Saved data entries
Content starts

PR #185, opened 2023-07-11
refactor: remove unmaintained code for the 40-pad deluge

bfredl:
While this code certainly has some nostalgic value, the code code currently does not compile, and is not directly useful to the community firmware project. The effort to bring this code back to a workable state would be large, and there is likely a lot of subtle bugs creeping in even if one were to get it into a compilable taste.

Not to mention, the number of people this effort would benefit and also would be able to help with the forward-going maintenance is rather small.

For the cases where consulting these differences is useful, e.g. for reverse engineering, one can look into an older state of the git repo. For most cases, like when I was trying to get an overview of the PIC UART protocol, having half of the bufferPICUart() calls being dead code is just a distraction.


jamiefaye:
I should have reverted this. And the gitiot here is me.

jamiefaye:
Can you resubmit this. I really botched my attempt at fixing the merge conflicts and had to revert this. I do like the idea of getting rid of 40 key stuff.

PR #192, opened 2023-07-13
sysex: add 7SEG over sysex and improve OLED

bfredl:
Run Length Encoding avoids wasting a lot of bandwidth on large empty regions.


ok-reza:
amazing work, super handy for referencing OLED gui for making mock ups.

i noticed that if i turn off my deluge while on the webpage, google chrome completely freezes up, is there something that can be done to avoid the crash?

PR #196, opened 2023-07-15
Fill clips

0beron:
Draft PR to keep track of what I'm up to with fill clips.

- Fill clips.
  - A fill clip has altered scheduling behaviour to make varied fills at the end of a section easier to trigger.
    - [x] Arming a fill clip during playback will schedule it to _finish_ at the end of the next loop.
    - [x] If the time interval to the end of the loop is less than the fill clip length, it is started immediately, and at the correct position to end at the loop boundary.
    - [x] A fill clip, once playing will arm itself to stop at the end of the clip (and hence the loop boundary).
    - [x] Disarming a fill clip when armed to start will cancel it.
    - [x] Disarming a fill clip when playing will stop immediately.
    - [x] Fill clips will align to repetitions of the main loop if done by turning 'select'.
    - [x] Fill clips must obey the one clip per output convention, otherwise this would require major arrange alterations.
    - ~~Fill clips that use the same kit/synth/midi channel as any other clip, can play simultaneously.~~
      - ~~Maybe allow this to be customised or add a third launch style to make fills mutually exclusive with other fills, allowing easy switching between alternatives during the fill for better 'playability'~~.
    - [x] Fill clip status pads are re-coloured, orange/cyan for stopped/playing.
      - ~~Maybe add this to the PADS colour menu to allow customisation.~~
- Section scheduling
  - [x] Scheduling a section will schedule the non-fill clips as normal, and thereafter be equivalent to scheduling each of the fill clips in that section individually.
    - [x] Need to figure out the meaning of a shared or repeated section.
    - Repeats may be disallowed for fills (not sure it makes sense?)
    - Shared is pretty straightforward and may 'just work', since it will only affect the non-fill clips.
- [x] Verify all this scheduling behaviour plays nicely with SOLO and recording to the arranger.
- [x] Verify all this works when clips are playing in reverse or ping-pong.
- [x] Mechanism to change the launch style of a clip.
  - Currently done by holding the launch/status pad of the relevant clip and pressing select to access a menu of launch types
  - This is extensible to other clip launch behaviours that may arise in future.
  - Open to other UX suggestions here. The current mechanism requires that you hold the status pad, which triggers immediately on press so has the 'side effect' of launching the clip. I anticipate that the clip types will mainly be changed outside of playback and then not changed.
- [x] Save and load per-clip launch style to/from the song file.

All of the above up for debate and improvement.


sichtbeton:
Does this work in tandem with the new Ableton grid view? If so, then this would be a game changer. 

Second question: does this record to arranger?

0beron:
Record to arranger works with the same limitation as in the default firmware, which is that a clip in the arranger cannot start midway through.
Not tried in conjunction with the grid view yet, but there is a high likelihood it will just work, if pressing a grid item is equivalent to to pressing the status pad. Only thing that might not work without some changes is changing the clip type from default -> fill or vice versa, you may have to do this from song mode. After that I would expect them to work in the grid.

sichtbeton:
> Record to arranger works with the same limitation as in the default firmware, which is that a clip in the arranger cannot start midway through.

Which has nothing to do with your fantastic PR but is something that holds the del back.

 Not tried in conjunction with the grid view yet, but there is a high likelihood it will just work, if pressing a grid item is equivalent to to pressing the status pad. Only thing that might not work without some changes is changing the clip type from default -> fill or vice versa, you may have to do this from song mode. After that I would expect them to work in the grid.

right. this might be implemented in the grid code maybe someday.

src/deluge/playback/mode/session.cpp
```diff
@@ -191,9 +191,36 @@ bool Session::giveClipOpportunityToBeginLinearRecording(Clip* clip, int32_t clip
 	return begun;
 }
 
-void Session::doLaunch() {
-
-	view.flashPlayDisable();
+/**
```
m-m-adams, line 194: nit: remove instead of comment

m-m-adams (approved):

soymonitus:
Ey @0beron I have cloned your branch, merging it with the latest from community branch and fixed a couple of minor conflicts, and I have tested how it works with the new Grid ableton view and it works as expected. the clips launch as they should. Regarding fill clips that are clones one of each other with different section colors, if you engage both, only one plays which I guess is expected behavior. So from my side everything looks quite good

docs/community_features.md
```diff
@@ -75,6 +75,12 @@ Here is a list of features that have been added to the firmware as a list, group
  - ([#221]) The normal behavior of the Deluge is to try to keep up with 'in progress' notes when instant switching between clips by playing them late. However this leads to glitches with drum clips and other percussive sounds. Changing this setting to OFF will prevent this behavior and *not* try to keep up with those notes, leading to smoother instant switching between clips.
 	- This feature can be turned ON/OFF in the Runtime Settings (Community Features) Menu (accessed by pressing "SHIFT" + "SELECT"). 
 
+#### 4.1.5 - Fill Clips
```
seangoodvibes, line 78: Just a small suggested change.

Can you move your addition up so that it becomes #### 4.1.3 - Fill Clips and then renumber the other two so they become #### 4.1.4 - New Grid Layout and #### 4.1.5 - Catch Notes

Thanks

seangoodvibes, line 78: Just a small suggested change.

Can you move your addition up so that it becomes #### 4.1.3 - Fill Clips and then renumber the other two so they become #### 4.1.4 - New Grid Layout and #### 4.1.5 - Catch Notes

seangoodvibes (changes requested):
Nvm

seangoodvibes (approved):
Approving changes to community features!

hexagon5un:
Right place for a bug report?  If so:

"Disarming a fill clip when playing will stop immediately." seems not to work.  Instead, if you re-arm it while the fill is playing, it loops the fill nonstop.  This can be triggered by the mute/launch button, by the selection button that the fill belongs to, or in grid mode.

Steps to reproduce: 

1) Make a 4-bar loop
2) Make a 1-bar fill
3) Arm fill -- it plays in 4th bar as it should
4) Arm fill again while still playing -- the fill goes into infinite (1-bar) loop.
5) Arm again makes it stop, but only if you use the mute/grid button -- doing it via section-select in either row or grid mode doesn't stop it.

That said, if you don't double-tap, I'm totally digging the way the section-select arms the fill.  This makes them super useful for lead-in transitions to that section.  Very musically useful!  So thanks a ton for the feature.  :)

hexagon5un:
Also, on "Mechanism to change the launch style of a clip" -- works in row mode, but not in grid mode.  

That is, holding mute/launch and pressing the select knob gives you the fill/default choice as expected, but I would also expect it to work when holding the grid equivalent, but it doesn't.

Content ends

Exercise details: Keeping every line exactly as it is, copy all the records.

Task response:
PR #185, opened 2023-07-11
refactor: remove unmaintained code for the 40-pad deluge

bfredl:
While this code certainly has some nostalgic value, the code code currently does not compile, and is not directly useful to the community firmware project. The effort to bring this code back to a workable state would be large, and there is likely a lot of subtle bugs creeping in even if one were to get it into a compilable taste.

Not to mention, the number of people this effort would benefit and also would be able to help with the forward-going maintenance is rather small.

For the cases where consulting these differences is useful, e.g. for reverse engineering, one can look into an older state of the git repo. For most cases, like when I was trying to get an overview of the PIC UART protocol, having half of the bufferPICUart() calls being dead code is just a distraction.


jamiefaye:
I should have reverted this. And the gitiot here is me.

jamiefaye:
Can you resubmit this. I really botched my attempt at fixing the merge conflicts and had to revert this. I do like the idea of getting rid of 40 key stuff.

PR #192, opened 2023-07-13
sysex: add 7SEG over sysex and improve OLED

bfredl:
Run Length Encoding avoids wasting a lot of bandwidth on large empty regions.


ok-reza:
amazing work, super handy for referencing OLED gui for making mock ups.

i noticed that if i turn off my deluge while on the webpage, google chrome completely freezes up, is there something that can be done to avoid the crash?

PR #196, opened 2023-07-15
Fill clips

0beron:
Draft PR to keep track of what I'm up to with fill clips.

- Fill clips.
  - A fill clip has altered scheduling behaviour to make varied fills at the end of a section easier to trigger.
    - [x] Arming a fill clip during playback will schedule it to _finish_ at the end of the next loop.
    - [x] If the time interval to the end of the loop is less than the fill clip length, it is started immediately, and at the correct position to end at the loop boundary.
    - [x] A fill clip, once playing will arm itself to stop at the end of the clip (and hence the loop boundary).
    - [x] Disarming a fill clip when armed to start will cancel it.
    - [x] Disarming a fill clip when playing will stop immediately.
    - [x] Fill clips will align to repetitions of the main loop if done by turning 'select'.
    - [x] Fill clips must obey the one clip per output convention, otherwise this would require major arrange alterations.
    - ~~Fill clips that use the same kit/synth/midi channel as any other clip, can play simultaneously.~~
      - ~~Maybe allow this to be customised or add a third launch style to make fills mutually exclusive with other fills, allowing easy switching between alternatives during the fill for better 'playability'~~.
    - [x] Fill clip status pads are re-coloured, orange/cyan for stopped/playing.
      - ~~Maybe add this to the PADS colour menu to allow customisation.~~
- Section scheduling
  - [x] Scheduling a section will schedule the non-fill clips as normal, and thereafter be equivalent to scheduling each of the fill clips in that section individually.
    - [x] Need to figure out the meaning of a shared or repeated section.
    - Repeats may be disallowed for fills (not sure it makes sense?)
    - Shared is pretty straightforward and may 'just work', since it will only affect the non-fill clips.
- [x] Verify all this scheduling behaviour plays nicely with SOLO and recording to the arranger.
- [x] Verify all this works when clips are playing in reverse or ping-pong.
- [x] Mechanism to change the launch style of a clip.
  - Currently done by holding the launch/status pad of the relevant clip and pressing select to access a menu of launch types
  - This is extensible to other clip launch behaviours that may arise in future.
  - Open to other UX suggestions here. The current mechanism requires that you hold the status pad, which triggers immediately on press so has the 'side effect' of launching the clip. I anticipate that the clip types will mainly be changed outside of playback and then not changed.
- [x] Save and load per-clip launch style to/from the song file.

All of the above up for debate and improvement.


sichtbeton:
Does this work in tandem with the new Ableton grid view? If so, then this would be a game changer. 

Second question: does this record to arranger?

0beron:
Record to arranger works with the same limitation as in the default firmware, which is that a clip in the arranger cannot start midway through.
Not tried in conjunction with the grid view yet, but there is a high likelihood it will just work, if pressing a grid item is equivalent to to pressing the status pad. Only thing that might not work without some changes is changing the clip type from default -> fill or vice versa, you may have to do this from song mode. After that I would expect them to work in the grid.

sichtbeton:
> Record to arranger works with the same limitation as in the default firmware, which is that a clip in the arranger cannot start midway through.

Which has nothing to do with your fantastic PR but is something that holds the del back.

 Not tried in conjunction with the grid view yet, but there is a high likelihood it will just work, if pressing a grid item is equivalent to to pressing the status pad. Only thing that might not work without some changes is changing the clip type from default -> fill or vice versa, you may have to do this from song mode. After that I would expect them to work in the grid.

right. this might be implemented in the grid code maybe someday.

src/deluge/playback/mode/session.cpp
```diff
@@ -191,9 +191,36 @@ bool Session::giveClipOpportunityToBeginLinearRecording(Clip* clip, int32_t clip
 	return begun;
 }
 
-void Session::doLaunch() {
-
-	view.flashPlayDisable();
+/**
```
m-m-adams, line 194: nit: remove instead of comment

m-m-adams (approved):

soymonitus:
Ey @0beron I have cloned your branch, merging it with the latest from community branch and fixed a couple of minor conflicts, and I have tested how it works with the new Grid ableton view and it works as expected. the clips launch as they should. Regarding fill clips that are clones one of each other with different section colors, if you engage both, only one plays which I guess is expected behavior. So from my side everything looks quite good

docs/community_features.md
```diff
@@ -75,6 +75,12 @@ Here is a list of features that have been added to the firmware as a list, group
  - ([#221]) The normal behavior of the Deluge is to try to keep up with 'in progress' notes when instant switching between clips by playing them late. However this leads to glitches with drum clips and other percussive sounds. Changing this setting to OFF will prevent this behavior and *not* try to keep up with those notes, leading to smoother instant switching between clips.
 	- This feature can be turned ON/OFF in the Runtime Settings (Community Features) Menu (accessed by pressing "SHIFT" + "SELECT"). 
 
+#### 4.1.5 - Fill Clips
```
seangoodvibes, line 78: Just a small suggested change.

Can you move your addition up so that it becomes #### 4.1.3 - Fill Clips and then renumber the other two so they become #### 4.1.4 - New Grid Layout and #### 4.1.5 - Catch Notes

Thanks

seangoodvibes, line 78: Just a small suggested change.

Can you move your addition up so that it becomes #### 4.1.3 - Fill Clips and then renumber the other two so they become #### 4.1.4 - New Grid Layout and #### 4.1.5 - Catch Notes

seangoodvibes (changes requested):
Nvm

seangoodvibes (approved):
Approving changes to community features!

hexagon5un:
Right place for a bug report?  If so:

"Disarming a fill clip when playing will stop immediately." seems not to work.  Instead, if you re-arm it while the fill is playing, it loops the fill nonstop.  This can be triggered by the mute/launch button, by the selection button that the fill belongs to, or in grid mode.

Steps to reproduce: 

1) Make a 4-bar loop
2) Make a 1-bar fill
3) Arm fill -- it plays in 4th bar as it should
4) Arm fill again while still playing -- the fill goes into infinite (1-bar) loop.
5) Arm again makes it stop, but only if you use the mute/grid button -- doing it via section-select in either row or grid mode doesn't stop it.

That said, if you don't double-tap, I'm totally digging the way the section-select arms the fill.  This makes them super useful for lead-in transitions to that section.  Very musically useful!  So thanks a ton for the feature.  :)

hexagon5un:
Also, on "Mechanism to change the launch style of a clip" -- works in row mode, but not in grid mode.  

That is, holding mute/launch and pressing the select knob gives you the fill/default choice as expected, but I would also expect it to work when holding the grid equivalent, but it doesn't.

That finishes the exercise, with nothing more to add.